[EXTRACTED DATA]

PR #2951, opened 2026-06-22
Add experimental Server Cards support (SEP-2127)

SamMorrowDrums:
Closes https://github.com/modelcontextprotocol/experimental-ext-server-card/issues/16

## Summary

Experimental SDK support for MCP Server Cards (SEP-2127) and AI Catalog discovery, opt-in under `mcp.{shared,server,client}.experimental`. As an experimental extension, these APIs may change without notice.

Takes over #2696 (thanks @dsp-ant — the original two commits are preserved with authorship), rebased cleanly onto current `main`. #2696 was stacked on the Tasks (SEP-1686) work, since removed from `main` (#2714).

Opening as a **draft** for maintainer review — per the extension repo's contribution rules, AI-assisted changes are not self-merged.

## What it does

A server builds a Server Card from its own identity, serves it from a Starlette app, and advertises it through an AI Catalog. A client discovers a host's catalog, then fetches and validates the cards it references. Cards describe identity and remote (HTTP) transport only — locally-runnable package metadata stays in the MCP Registry's `server.json`.

## Conformance to the current schemas

- **`$schema`** is pinned to `https://static.modelcontextprotocol.io/schemas/v1/server-card.schema.json`; a card pointing at the registry's `server.schema.json` is rejected. A document that omits `$schema` is defaulted to the v1 URL rather than rejected.
- **AI Catalog entries** use the serialized `type` field, require `specVersion`, and accept optional `displayName`. `server_card_entry()` emits the minimal MCP shape (`identifier`, `type`, and `url`) so human-readable fields cannot drift from the referenced card.
- **Media type** — serving and catalog entries use `application/mcp-server-card+json`; the client recognizes only this type and skips catalog entries declaring anything else.
- **Catalog identifiers** are `urn:air:{publisher}:mcp:{name}` — the card name's reverse-DNS namespace turned back into the publisher's forward-DNS domain (`com.example/weather` → `urn:air:example.com:mcp:weather`).
- **Discovery** uses the AI Catalog at `/.well-known/ai-catalog.json`. Discovery responses carry the CORS headers the spec requires (MUST), `Cache-Control` (SHOULD), strong SHA-256 ETags, and `If-None-Match` handling for conditional requests.
- **`version`** accepts exact versions only; ranges and wildcards (`^1.2.3`, `~1.2.3`, `>=1.2.3`, `1.x`, `1 || 2`, `1 - 2`) are rejected.
- **Unsettled AI Catalog metadata** remains available but is documented as unstable pending the outcome of Agent-Card/ai-catalog#77.

## Verification

- `./scripts/test` — full coverage suite and `strict-no-cover`
- `pre-commit run --all-files` — formatting, lint, pyright, markdownlint, lock consistency, and README snippets
- Focused Server Card and AI Catalog tests cover URL and inline discovery, entry filtering, relative URLs, CORS on both `200` and `304`, ETags, validation, and client/server helpers

🤖 The implementation and cleanup were AI-assisted and human-directed.


src/mcp/shared/experimental/ai_catalog/types.py
```diff
@@ -0,0 +1,257 @@
...
+
+    MCP server entries use ``urn:air:{publisher}:{name}``, where ``publisher`` is
+    the forward-DNS form of the referenced Server Card's namespace and ``name``
+    is its name suffix.
+    """
+
+    display_name: str
+    """Human-readable name for the artifact."""
+
+    media_type: str
```
SamMorrowDrums: Note for reviewers: this field stays `mediaType` (its serialized alias) to match the currently merged discovery spec.

The extension repo's PR modelcontextprotocol/experimental-ext-server-card#32 (ADR 0014) renames the Catalog Entry `mediaType` member to `type`, but a maintainer has it on hold pending the upstream AI Catalog PR. So I'm intentionally **not** renaming this yet — I'll flip the alias here (and the client-side check in `client/experimental/server_card.py`) to `type` once #32 lands, rather than pre-empting an unresolved spec change. The value itself (`application/mcp-server-card+json`) is unaffected by that rename.

src/mcp/server/experimental/ai_catalog.py
```diff
@@ -0,0 +1,130 @@
...
+
+def discovery_response(request: Request, body: bytes, media_type: str) -> Response:
+    etag = _strong_etag(body)
+    if _if_none_match_matches(request.headers.get("if-none-match"), etag):
+        return Response(
+            status_code=304,
+            headers={
+                "ETag": etag,
+                "Cache-Control": DISCOVERY_HEADERS["Cache-Control"],
+            },
```
tadasant: **The 304 branch drops the CORS headers.**

This `headers` dict returns only `ETag` + `Cache-Control`, omitting the three `Access-Control-Allow-*` headers that the 200 branch sets via `{**DISCOVERY_HEADERS, "ETag": etag}`. A browser doing a cross-origin conditional GET (`If-None-Match`) gets a 304 with no `Access-Control-Allow-Origin`, so the revalidation is blocked by CORS — defeating the very browser support those headers exist for. Non-browser (e.g. `httpx`) clients are unaffected, which is why no test caught it.

Mirroring the 200 branch fixes it (`DISCOVERY_HEADERS` already includes `Cache-Control`):

```suggestion
            headers={**DISCOVERY_HEADERS, "ETag": etag},
```

It'd also be worth a test asserting the CORS headers are present on a 304 response, since the existing `httpx`-based tests can't surface this.

---
<sub>🤖 Posted via Claude Code (automated review assistant), on behalf of @tadasant.</sub>

SamMorrowDrums: Oh dang, good catch! I think cross-origin allowed might be *slightly* important here 😬

😅

src/mcp/server/experimental/ai_catalog.py
```diff
@@ -0,0 +1,127 @@
...
+DISCOVERY_HEADERS = {
+    "Access-Control-Allow-Origin": "*",
+    "Access-Control-Allow-Methods": "GET",
+    "Access-Control-Allow-Headers": "Content-Type",
+    "Cache-Control": "public, max-age=3600",
+}
+
+
+def _strong_etag(body: bytes) -> str:
+    return f'"{hashlib.sha256(body).hexdigest()}"'
```
SamMorrowDrums: Note to self: inline this, unless it's called more than 3 times

src/mcp/server/experimental/ai_catalog.py
```diff
@@ -0,0 +1,127 @@
...
+
+
+def _if_none_match_matches(if_none_match: str | None, etag: str) -> bool:
```
SamMorrowDrums, line 54: Note to self: doesn't the web framework surrounding this support etag matching without a self-implementation.

tadasant (commented):
Did a pass at an automated review to ensure alignment with some of the latest Server Card changes --

src/mcp/shared/experimental/ai_catalog/types.py
```diff
@@ -0,0 +1,256 @@
...
```
tadasant: **`#32` has landed — this rename is now unblocked.**

Your note above says you're holding `mediaType` until [experimental-ext-server-card#32](https://github.com/modelcontextprotocol/experimental-ext-server-card/pull/32) (ADR 0014) merges. That landed — it's commit `3b2d974` on `main`, and the published spec at <https://ai-catalog.io/spec/> now reads: a Catalog Entry MUST contain `identifier`, **`type`**, and exactly one of `url`/`data`.

Worth flagging that this isn't only a serialization nit. `MCPModel` sets `alias_generator=to_camel`, so `media_type` goes out as `mediaType` — and this field is *required* on the read path. A spec-conformant catalog emitting `type` fails validation, so `discover_server_cards` returns nothing rather than degrading. Since the alias diverges from the attribute name here, `serialization_alias`/`validation_alias` on the field is probably cleaner than renaming the attribute.

Second call site is `client/experimental/server_card.py:94`, as you noted.

src/mcp/shared/experimental/ai_catalog/types.py
```diff
@@ -0,0 +1,256 @@
...
+
+    identifier: str
+    """Identifier for the artifact; SHOULD be a URN or URI.
+
+    MCP server entries use ``urn:air:{publisher}:{name}``, where ``publisher`` is
+    the forward-DNS form of the referenced Server Card's namespace and ``name``
+    is its name suffix.
+    """
+
+    display_name: str
```
tadasant: **`displayName` is optional in the spec; this makes it required.**

`display_name: str` with no default means you can't construct a minimal conformant entry. The spec lists it under the OPTIONAL members (["The following members are OPTIONAL: `displayName`…"](https://ai-catalog.io/spec/)), per ADR-0016 — and the extension repo went further and dropped it from entries entirely in [#39](https://github.com/modelcontextprotocol/experimental-ext-server-card/pull/39).

Suggest `display_name: str | None = None`. Also affects `server_card_entry()` in `server/experimental/ai_catalog.py`, which currently always populates it from `card.title or card.name` — the fallback chain the spec defines is entry `displayName` → the artifact's own name (`title` on a Server Card) → trailing segment of the `identifier`, so a client can render without it.

src/mcp/shared/experimental/ai_catalog/types.py
```diff
@@ -0,0 +1,256 @@
...
+#: Media type identifying an AI Catalog document.
+AI_CATALOG_MEDIA_TYPE = "application/ai-catalog+json"
+#: Media type identifying an MCP Server Card artifact in a catalog entry,
+#: per the MCP discovery extension.
+MCP_SERVER_CARD_MEDIA_TYPE = "application/mcp-server-card+json"
+#: Well-known path an AI Catalog is published at, relative to the host root.
+AI_CATALOG_WELL_KNOWN_PATH = "/.well-known/ai-catalog.json"
+#: Well-known path of the MCP-scoped catalog defined by the MCP discovery
+#: extension. A structural subset of an AI Catalog, so it parses with these models.
+MCP_CATALOG_WELL_KNOWN_PATH = "/.well-known/mcp/catalog.json"
```
tadasant: **The MCP Catalog fallback is on its way out.**

`MCP_CATALOG_WELL_KNOWN_PATH` (and the 404 fallback that consumes it at `client/experimental/server_card.py:89`) targets `/.well-known/mcp/catalog.json`, which your own [experimental-ext-server-card#42](https://github.com/modelcontextprotocol/experimental-ext-server-card/pull/42) removes — it `Closes #26` and rewrites `discovery.md` to use the AI Catalog only.

src/mcp/shared/experimental/ai_catalog/types.py
```diff
@@ -0,0 +1,256 @@
...
+
+    trust_manifest: TrustManifest | None = None
+    """Trust metadata for this artifact; its ``identity`` must equal ``identifier``."""
+
+    updated_at: datetime | None = None
+    """When this entry was last modified."""
+
+    metadata: dict[str, Any] | None = None
+    """Open map for custom or non-standard metadata."""
+
```
tadasant, line 224: **`metadata` is the field most likely to churn.**

[ai-catalog#77](https://github.com/Agent-Card/ai-catalog/pull/77) renames `metadata` → `extension`, and the map-vs-array shape is still open (an array admits the same extension twice, which is a validation layer a map doesn't need). Consensus in the 7/9 and 7/16 TSC calls was leaning toward dropping unstructured `metadata` entirely, on the grounds that a parser can't distinguish an extension URI from an arbitrary blob.

No change needed today — flagging because this is public API surface, and if it ships as `metadata` it may need a rename shortly after. A docstring note that the field is unstable would be cheap insurance.

src/mcp/shared/experimental/ai_catalog/types.py
SamMorrowDrums: The upstream rename has landed, so this now validates and serializes the wire field as `type` while retaining `media_type` as the Python attribute.

src/mcp/server/experimental/ai_catalog.py
SamMorrowDrums: Inlined the SHA-256 ETag construction at its only call site.

src/mcp/server/experimental/ai_catalog.py
SamMorrowDrums: Checked the Starlette API before keeping this. Generic `Response` has no conditional-ETag support; the only helper is coupled to `StaticFiles`, so the small response-agnostic matcher remains.

src/mcp/shared/experimental/ai_catalog/types.py
SamMorrowDrums: Updated `CatalogEntry.media_type` with `validation_alias="type"` and `serialization_alias="type"`; the client keeps the Python attribute while current catalogs round-trip the `type` wire field.

src/mcp/shared/experimental/ai_catalog/types.py
SamMorrowDrums: Made `display_name` optional. `server_card_entry()` now emits the merged minimal MCP shape and omits display name, description, and version so those values cannot drift from the Server Card.

src/mcp/shared/experimental/ai_catalog/types.py
SamMorrowDrums: Removed the MCP-catalog constant, 404 fallback, associated tests, and documentation. Discovery now uses only `/.well-known/ai-catalog.json`.

src/mcp/shared/experimental/ai_catalog/types.py
SamMorrowDrums: Kept `metadata` in line with the currently merged AI Catalog spec, but marked each exposed field as unstable and likely to move to structured extensions pending Agent-Card/ai-catalog#77.

docs_src/server_cards/tutorial002.py
```diff
@@ -0,0 +1,32 @@
...
+
+# `by_alias=True` emits the wire names (`$schema`, `_meta`, `type`);
+# `exclude_none=True` drops unset optional fields.
+card_json = card.model_dump_json(by_alias=True, exclude_none=True)
+catalog_json = catalog.model_dump_json(by_alias=True, exclude_none=True)
+
+
+def write_static_site(directory: Path) -> None:
+    """Write the card and the well-known catalog under `directory`."""
+    (directory / "server-card.json").write_text(card_json)
```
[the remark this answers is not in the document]
SamMorrowDrums: Fixed — `write_static_site` now calls `directory.mkdir(parents=True, exist_ok=True)` before writing `server-card.json`, so publishing to a fresh output directory no longer raises `FileNotFoundError`.

docs_src/server_cards/tutorial001.py
```diff
@@ -0,0 +1,36 @@
...
+    server,
+    name="com.example/dice-roller",
+    remotes=[Remote(type="streamable-http", url="https://dice.example.com/mcp")],
+    repository=Repository(url="https://github.com/example/dice", source="github"),
+)
+
+# Serve the card next to the MCP endpoint, and advertise it in the host's AI
+# Catalog at `/.well-known/ai-catalog.json`. The catalog entry points at the
+# absolute URL the card is served from.
+app = server.streamable_http_app()
```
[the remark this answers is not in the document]
SamMorrowDrums: Fixed — the example now configures `TransportSecuritySettings(allowed_hosts=["dice.example.com", "dice.example.com:*"], allowed_origins=["https://dice.example.com"])` and passes it to `streamable_http_app`, so the advertised public host is accepted instead of being rejected with `421 Misdirected Request` by the default localhost-scoped DNS-rebinding protection.

docs/advanced/server-cards.md
```diff
@@ -0,0 +1,169 @@
...
+```python title="server.py"
+--8<-- "docs_src/server_cards/tutorial001.py"
+```
+
+`build_server_card` reads `version`, `title`, `description`, `website_url`, and
+`icons` off the server, and raises `ValueError` if `version` or `description` is
+unset — a card cannot exist without them. The `name` you pass is the reverse-DNS
+identifier and is validated against the `namespace/name` pattern.
+
+Because discovery happens *before* authentication, mount both routes **outside**
```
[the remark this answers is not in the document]
SamMorrowDrums: Reworded. The doc now explains that `mount_server_card`/`mount_ai_catalog` append to `app.router.routes` (inside the app), so they clear per-route auth dependencies but do **not** exempt the routes from authentication applied as global ASGI middleware. It now points readers at either excluding the discovery paths in that middleware or serving the card/catalog from a separate, unauthenticated sub-app.

docs_src/server_cards/tutorial004.py
```diff
@@ -0,0 +1,21 @@
...
+    # policy (timeouts, redirect caps, blocking private address ranges) when
+    # discovering hosts you do not fully trust.
+    async with httpx2.AsyncClient() as http_client:
+        catalog_url = well_known_ai_catalog_url("https://dice.example.com")
+        catalog = await fetch_ai_catalog(catalog_url, http_client=http_client)
+
+        for entry in catalog.entries:
+            if entry.media_type != MCP_SERVER_CARD_MEDIA_TYPE or entry.url is None:
+                continue
+            card = await fetch_server_card(entry.url, http_client=http_client)
```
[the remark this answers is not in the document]
SamMorrowDrums: Fixed — the example now resolves entry URLs with `urljoin(catalog_url, entry.url)` before fetching, matching what `discover_server_cards` does, so relative card URLs in a catalog resolve correctly.

src/mcp/server/experimental/ai_catalog.py
```diff
@@ -0,0 +1,125 @@
...
+
+__all__ = ["DISCOVERY_HEADERS", "server_card_entry", "ai_catalog_route", "mount_ai_catalog"]
+
+#: Response headers for discovery endpoints (catalogs and the artifacts they
+#: reference): CORS headers so browser clients can read them, plus a caching
+#: hint.
+DISCOVERY_HEADERS = {
+    "Access-Control-Allow-Origin": "*",
+    "Access-Control-Allow-Methods": "GET",
+    "Access-Control-Allow-Headers": "Content-Type",
```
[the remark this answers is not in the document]
SamMorrowDrums: Fixed — `DISCOVERY_HEADERS` now sets `Access-Control-Allow-Headers: Content-Type, If-None-Match` and `Access-Control-Expose-Headers: ETag`, and the discovery routes answer the `OPTIONS` preflight (204) that a cross-origin conditional GET triggers (since `If-None-Match` is not a CORS-safelisted request header). Added preflight tests to both experimental suites and updated the docs table. This matches the discovery spec CORS requirements.

src/mcp/shared/experimental/ai_catalog/types.py
```diff
@@ -0,0 +1,261 @@
...
+    """A single AI artifact in a catalog.
+
+    Exactly one of ``url`` (artifact by reference) or ``data`` (artifact
+    inline) must be provided.
+    """
+
+    identifier: str
+    """Identifier for the artifact; SHOULD be a URN or URI.
+
+    MCP server entries use ``urn:air:{publisher}:{name}``, where ``publisher`` is
```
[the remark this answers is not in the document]
SamMorrowDrums: Fixed — the `CatalogEntry.identifier` docstring now reads `urn:air:{publisher}:mcp:{name}`, matching the code (`_air_identifier` / `server_card_entry`) and the docs table.

src/mcp/shared/experimental/server_card/types.py
```diff
@@ -0,0 +1,164 @@
...
+
+import re
+from typing import Annotated, Any, Literal
+
+from mcp_types import Icon
+from mcp_types._types import MCPModel
+from pydantic import Field, field_validator
+
+#: Canonical ``$schema`` value for a Server Card document.
+SERVER_CARD_SCHEMA_URL = "https://static.modelcontextprotocol.io/schemas/v1/server-card.schema.json"
```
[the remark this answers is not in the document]
SamMorrowDrums: This is intentional and spec-correct, so leaving as-is. The SEP-2127 Server Card spec requires the `$schema` value to be exactly `https://static.modelcontextprotocol.io/schemas/v1/server-card.schema.json`; that schema document is served from `modelcontextprotocol/static` once the extension graduates and is simply not published yet (the extension is still pre-release). Hardcoding the spec-mandated URL now is the right thing — and the client tolerates a missing/omitted `$schema` rather than depending on it resolving.

src/mcp/client/experimental/server_card.py
```diff
@@ -0,0 +1,108 @@
...
+    pooling / auth, otherwise a short-lived client with MCP defaults is used.
+
+    Raises:
+        httpx2.HTTPError: If the request fails or returns a non-2xx status.
+        pydantic.ValidationError: If the document is not a valid Server Card.
+    """
+    if http_client is None:
+        async with create_mcp_http_client() as client:
+            return await fetch_server_card(url, http_client=client)
+    response = await http_client.get(url, headers={"Accept": f"{MCP_SERVER_CARD_MEDIA_TYPE}, application/json"})
```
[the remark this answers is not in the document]
SamMorrowDrums: Intentionally lenient, so leaving as-is. The spec treats Server Cards as advisory and explicitly allows hosting them at any URI, including static files/CDNs that serve `application/json` (see the static-hosting tutorial). Enforcing a `Content-Type` of `application/mcp-server-card+json` would reject that spec-endorsed static hosting. We already send `Accept: application/mcp-server-card+json, application/json` (the spec SHOULD) and validate the JSON body against the Server Card schema, which is the meaningful correctness check.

[/EXTRACTED DATA]

> TASK INSTRUCTIONS: Print, please, the lines above from the very first through the one that holds "- **Catalog identifiers**", both included, word for word and with nothing else.

> EXPECTED ANSWER:
PR #2951, opened 2026-06-22
Add experimental Server Cards support (SEP-2127)

SamMorrowDrums:
Closes https://github.com/modelcontextprotocol/experimental-ext-server-card/issues/16

## Summary

Experimental SDK support for MCP Server Cards (SEP-2127) and AI Catalog discovery, opt-in under `mcp.{shared,server,client}.experimental`. As an experimental extension, these APIs may change without notice.

Takes over #2696 (thanks @dsp-ant — the original two commits are preserved with authorship), rebased cleanly onto current `main`. #2696 was stacked on the Tasks (SEP-1686) work, since removed from `main` (#2714).

Opening as a **draft** for maintainer review — per the extension repo's contribution rules, AI-assisted changes are not self-merged.

## What it does

A server builds a Server Card from its own identity, serves it from a Starlette app, and advertises it through an AI Catalog. A client discovers a host's catalog, then fetches and validates the cards it references. Cards describe identity and remote (HTTP) transport only — locally-runnable package metadata stays in the MCP Registry's `server.json`.

## Conformance to the current schemas

- **`$schema`** is pinned to `https://static.modelcontextprotocol.io/schemas/v1/server-card.schema.json`; a card pointing at the registry's `server.schema.json` is rejected. A document that omits `$schema` is defaulted to the v1 URL rather than rejected.
- **AI Catalog entries** use the serialized `type` field, require `specVersion`, and accept optional `displayName`. `server_card_entry()` emits the minimal MCP shape (`identifier`, `type`, and `url`) so human-readable fields cannot drift from the referenced card.
- **Media type** — serving and catalog entries use `application/mcp-server-card+json`; the client recognizes only this type and skips catalog entries declaring anything else.
- **Catalog identifiers** are `urn:air:{publisher}:mcp:{name}` — the card name's reverse-DNS namespace turned back into the publisher's forward-DNS domain (`com.example/weather` → `urn:air:example.com:mcp:weather`).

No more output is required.